In the given environmental calculus problem, the first concept we need to understand is the population function. It is represented as:

• \[ p(t) = 8 + 0.2t^2 \]

This function tells us the population size in thousands over time, where \( t \) represents years. The population starts at 8,000 (when \( t = 0 \)). As time (\( t \)) increases, the population grows. The growth is not linear but quadratic because the \( 0.2t^2 \) term has \( t \) squared. This means population growth accelerates over time. Understanding the population function is key to solving the overall problem as it tells us how many people there will be at any given time in the future.

Next, we need to calculate the smog level based on population. The smog function is given as:

• \[ Q(p) = \sqrt{0.5p + 19.4} \]

The smog level \( Q \) depends on the population \( p \) in thousands. The function explains how smog increases with more people. There are two parts to this formula: a term dependent on the population, \( 0.5p \), and a constant, 19.4. Adding more people increases the pollution component of the smog level calculation. The constant output of 19.4 adds to the baseline smog level. Thus, this function directly connects population size to the amount of smog in the air.

Now, let's talk about how these functions change over time. Initially, we have two separate functions:

• The population function, \( p(t) \), that changes with time.
• The smog function, \( Q(p) \), that changes with population.

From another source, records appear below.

PR #749, opened 2026-07-02
Automatic inference for semantic legends for marker/scatter size

cvanelteren:
How about this @gepcel ?

This PR makes sizelegend line up with scatter marker sizing without forcing users to manually reconstruct UltraPlot’s size-scaling rules. Scatter collections now retain their effective size-scale metadata, and sizelegend() can reuse that information by default to infer matching legend marker sizes from an existing compatible scatter plot, while still allowing explicit overrides and preserving direct area=True / area=False behavior when requested. The change also adds regression coverage for absolute- size, scaled-size, compatibility fallback, and explicit override cases so the legend behavior stays predictable.

### DIFF
--- a/ultraplot/axes/base.py
+++ b/ultraplot/axes/base.py
@@ -3835,6 +3835,27 @@ class Axes(_ExternalModeMixin, maxes.Axes):
             Treat ``levels`` as marker areas (``True``, default) or
             diameters (``False``). Areas are converted with
             ``ms = sqrt(level) * scale``. Falls back to :rc:`legend.size.area`.
+        values : array-like, optional
+            Full scatter-size data used to infer the scaling range for
+            ``levels``. When provided, or when any of ``vmin``, ``vmax``,
+            ``smin``, ``smax``, ``area_size``, or ``absolute_size`` are
+            provided, ``levels`` are transformed with the same size scaling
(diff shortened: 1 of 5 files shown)


cvanelteren:
@gepcel 

`ax.plot(..., m='.', ms=50)` creates a Line2D point with marker '.' and markersize=50, but your `sizelegend([50, 25], area=False)` is building semantic legend entries with the default marker 'o'. Numerically the first legend handle is 50 pt, but it is marker='o', not marker='.', so it renders differently and looks wrong for that plot.

gepcel:
> @gepcel
> 
> `ax.plot(..., m='.', ms=50)` creates a Line2D point with marker '.' and markersize=50, but your `sizelegend([50, 25], area=False)` is building semantic legend entries with the default marker 'o'. Numerically the first legend handle is 50 pt, but it is marker='o', not marker='.', so it renders differently and looks wrong for that plot.

Oh, despite using matplotlib for a long time, I didn't realize '.' and 'o' are different markers. I mistakenly thought they were the same. My bad! Sorry to bother.

cvanelteren:
No bother, but is this PR more what you had in mind? Then can proceed to merge and draft a release.
EDIT: I am not that opinionated in this area as I don't really use these kind of legends, so I take your feedback to hearth.

gepcel (approved):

To connect them, we substitute \( p(t) \) into the smog function so we can describe smog levels directly as a function of time (\( t \)). This step is crucial for solving our questions relating to future smog levels. After substitution, make sure to simplify the resulting function to make it easy to handle. The combined function becomes:

• \[ Q(t) = \sqrt{23.4 + 0.1t^2} \]

This new function helps determine smog levels at any point in time.

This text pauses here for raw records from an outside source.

PR #754, opened 2026-07-13
[Feature] Text alignment

### LINKED ISSUE #753: Overlapping elements
I run into an issue a lot where annotation are overlapping a lot. This creates a loop where I make small edits unless it "looks" right. I think UltraPlot should add a "looks good by default" option for plots with lots of texts to prevent overlaps while still allowing manual overrides when the users wants to put at exactly position x,y etc.

cvanelteren:
Closes #753 for text alignment

I implemented a KD tree approach to determine the closest neighbor between text elements to prevent overlap. How this works is that by default it would keep track of texts and aligns them on the final draw. Nothing is registered unless you pass `avoid_overlap=True` (or flip `rc['text.align']`), so the solver never even imports on an ordinary figure. The naive approach would be to do this with O(n^2) pairwise comparison but that scales poorly and is not necessary.

A plot with 30 labeled texts with run in about 80ms compared to 50ms natively without any draws. This approach will scale not properly for large number of labelled elements (say > 500) but I don't think that will ever occur for plots as it will be unreadable anyway.


cvanelteren:
~~TODO: add tests~~

gepcel (approved):

cvanelteren:
Merging this on main to test it out for the next few days. It seems fine as is but still a bit hesitant. Have a few papers coming up where this would have been a god send.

In this problem, square roots play an important role, especially in the smog level calculation. The smog function, \( Q(p) \), involves computing the square root:

• \[ Q(p) = \sqrt{0.5p + 19.4} \]

When we substituted \( p(t) \) into this function, we got:

• \[ Q(t) = \sqrt{23.4 + 0.1t^2} \]

Remember when dealing with square roots:

• Ensure the term inside (the radicand) is non-negative.
• Simplify the radicand as much as possible before applying the square root.

Accurately handling square roots is essential in determining the smog levels at various points in time and solving for \( t \).

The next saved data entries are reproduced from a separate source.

Issue #758, opened 2026-07-14
Remove dead imports in figure.py left over from SubplotManager extraction


cvanelteren:
Trivial cleanup left over from #698. Three imports in `ultraplot/figure.py` are now referenced only by their own import statements — the code that used them moved to `ultraplot/_subplots.py`:

- `from numbers import Integral` (line 9)
- `import matplotlib.gridspec as mgridspec` (line 20)
- `import matplotlib.projections as mproj` (line 21)

```console
$ grep -n '\bIntegral\b\|\bmgridspec\b\|\bmproj\b' ultraplot/figure.py
9:from numbers import Integral
20:import matplotlib.gridspec as mgridspec
21:import matplotlib.projections as mproj
```

Safe to delete.

Issue #757, opened 2026-07-14
SubplotManager is not standalone: bidirectional coupling with Figure


cvanelteren:
Design follow-up from #698 / #677. Not a bug — the refactor is behaviour-preserving and the full suite is green. This is about whether the seam is where the plan says it is.

The manager sequencing in #677 positions `SubplotManager` as the leaf node: *"SubplotManager: (standalone, only needs gridspec)"*. As extracted, it isn't standalone.

### The dependency is bidirectional

`SubplotManager` reaches back into `Figure` for:

- `fig._layout_dirty`
- `fig._format_signature`
- `fig.add_subplot(...)`
- `fig.format(...)`
- a function-local `from .figure import Figure` (`_subplots.py:256`) needed to call `super(Figure, fig).add_subplot(...)` — a deferred import that exists purely to break an import cycle.

And `Figure`'s collaborators now call *back* through the figure to reach the manager: `gridspec.py` and `axes/base.py` use `fig._get_subplot` / `fig._iter_subplots`.

There's also a round trip: `SubplotManager.add_subplots` calls `fig.add_subplot(...)` (the public, decorated method) rather than `self.add_subplot(...)`, so every subplot goes manager → figure → manager just to pick up `@_clear_border_cache`.

Net: the code moved to a new file, but the coupling didn't shrink. That's fine as a first step — it just means the "standalone" edge in the #677 dependency graph isn't real yet, and the managers that are supposed to depend *on* this one will inherit the cycle.

### Bonus: `parse_proj` doesn't belong here

`SubplotManager.parse_proj` never uses `self` except to call `self.parse_backend(...)`, which is itself a `@staticmethod`. Projection parsing is a pure function of its arguments, and the class docstring already admits it's a third concern (*"subplot creation, gridspec ownership, and projection parsing"*).

Making it a `@staticmethod` or a module-level function would be a strict simplification — and it also makes the fix for the `ui.py` signature coupling (filed separately) trivial.

Issue #756, opened 2026-07-14
Figure.clear() leaves stale subplot state (subplotgrid returns dead axes)


cvanelteren:
**Pre-existing bug — reproduces identically on `main`, not caused by #698.** Filing it because #698 is what gives this state a named owner (`SubplotManager`), which makes it the natural place to fix.

### Repro

```python
import ultraplot as uplt
fig, axs = uplt.subplots(nrows=1, ncols=2)
fig.clear()

print(fig.axes)                          # []          <- matplotlib cleaned up
print(list(fig._subplots.subplot_dict))  # [1, 2]      <- stale, dead axes
print(len(fig.subplotgrid))              # 2           <- hands them back to the user
print(fig.gridspec)                      # GridSpec(nrows=1, ncols=2)  <- stale
print(fig._subplots.counter)             # 2           <- never reset
```

`Figure.clear()` goes through matplotlib and empties `fig.axes`, but nothing resets the subplot bookkeeping. So after a `clear()`:

- `fig.subplotgrid` returns axes that are no longer in the figure,
- `fig._get_subplot(n)` resolves to a dead axes,
- `fig.gridspec` still points at the old gridspec,
- the label counter keeps climbing.

(On `main` the same thing happens via `fig._subplot_dict` / `fig._gridspec` / `fig._subplot_counter` — this is a faithful description of long-standing behaviour, not something the refactor introduced.)

### Suggested fix

Give `SubplotManager` a `reset()` that clears `subplot_dict`, zeroes `counter`, and drops `_gridspec`, and have `Figure.clear()` call it. Add a regression test — there is currently no test covering figure state after `clear()`, which is why this survived.

Issue #755, opened 2026-07-14
ui.subplot silently mis-routes projection kwargs if Figure._parse_proj's signature drifts


cvanelteren:
Found while reviewing #698 (SubplotManager extraction). **Not a regression — the signatures are correct today.** This is about a trap that has already fired once.

### The coupling

`ultraplot/ui.py` uses `_pop_params` to decide which keyword arguments belong to the subplot and which belong to the figure, and it does so by **introspecting the signature of two `Figure` methods**:

```python
# ui.py:185
kwsub.update(_pop_params(kwargs, pfigure.Figure._parse_proj))
# ui.py:230
kwsubs.update(_pop_params(kwargs, pfigure.Figure._add_subplots))
```

After #698, `Figure._parse_proj` and `Figure._add_subplots` are pure delegators to `SubplotManager`. Their bodies do nothing but forward. Their *only* remaining job is to carry a parameter list that mirrors the manager's — a contract enforced by nothing but a docstring `NOTE:`.

### Why this is not hypothetical

It already broke. During #698, an earlier commit collapsed `_parse_proj` to `(*args, **kwargs)`. `_pop_params` then saw no `proj`/`projection`/`proj_kw` parameters, routed `proj=` to the **figure** instead of the subplot, and `uplt.subplot(proj='polar')` silently raised from `Figure.set()`. Commit `537f794` fixed it by spelling the parameters back out.

So the failure mode is: a reasonable-looking cleanup of a method that appears to be a trivial pass-through silently breaks projection handling, with no type error and no local test failure.

### Suggested fix

Point `_pop_params` at the functions that actually own the parameters, so the signature and its meaning live in one place:

```python
from ._subplots import SubplotManager
kwsub.update(_pop_params(kwargs, SubplotManager.parse_proj))
kwsubs.update(_pop_params(kwargs, SubplotManager.add_subplots))
```

`Figure._parse_proj` / `._add_subplots` can then go back to thin `(*args, **kwargs)` delegators and the drift hazard disappears entirely.

This matters more as the rest of the manager split in #677 lands — each future extraction is exactly the kind of change that steps on this.

PR #759, opened 2026-07-14
Chore: refactor figure with new subplot manager (#698)

cvanelteren:
Move subplot creation, gridspec ownership, and projection parsing out of `Figure` and into a dedicated `SubplotManager` (`ultraplot/_subplots.py`), a first step toward treating `Figure` as an interface that delegates to focused collaborators rather than a monolith (partially addresses #677). The public API is unchanged: the former `_subplot_dict`, `_subplot_counter` and `_gridspec` attributes now live on the manager and are reached through the new `Figure._get_subplot()` / `Figure._iter_subplots()` accessors and the existing `Figure.gridspec` property, with call sites in `gridspec.py` and `axes/base.py` going through those instead of touching figure internals. Also fixes projection keywords being dropped by `uplt.subplot()`: `ui.subplot` introspects the signature of `Figure._parse_proj` to decide which keywords belong to the subplot rather than the figure, so that signature must stay spelled out rather than collapsing into `**kwargs`. Adds `ultraplot/tests/test_subplot_manager.py` covering subplot creation, the gridspec setter, projection resolution (native, external-container, and geographic), per-axes projection arguments, and the `ui.subplot`/`subplots` keyword routing. Follow-ups filed: #755 (signature coupling in `ui.py`), #756 (`Figure.clear` leaves stale subplot state), #757 (`SubplotManager`/`Figure` coupling), #758 (dead imports).

### DIFF
--- a/ultraplot/_subplots.py
+++ b/ultraplot/_subplots.py
@@ -1,0 +1,386 @@
+"""
+Subplot creation and management for ultraplot figures.
+"""
+
+from numbers import Integral
+from typing import TYPE_CHECKING
+
+import matplotlib.axes as maxes
+import matplotlib.gridspec as mgridspec
+import matplotlib.projections as mproj
+import numpy as np
+
+from . import axes as paxes
+from . import constructor
+from . import gridspec as pgridspec
+from .internals import _not_none, _pop_params, warnings
+
+if TYPE_CHECKING:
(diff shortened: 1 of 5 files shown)


cvanelteren:
Closing the v3.0 branch as it only contained this change anyway.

Algebraic substitution is a powerful technique used here to simplify expressions and solve complex equations. We substituted the population function \( p(t) \) into the smog function \( Q(p) \). This turned two separate functions into one time-based function. Steps involved in substitution:

• Identify the variable you want to replace (in our case, population \( p \)).
• Replace it with the corresponding expression (\( p(t) = 8 + 0.2t^2 \)).
• Simplify the new expression.

This leads us to solve specific questions, like finding future smog levels or specific times when smog reaches a certain level. It's a method that helps bridge the relationships between different variables.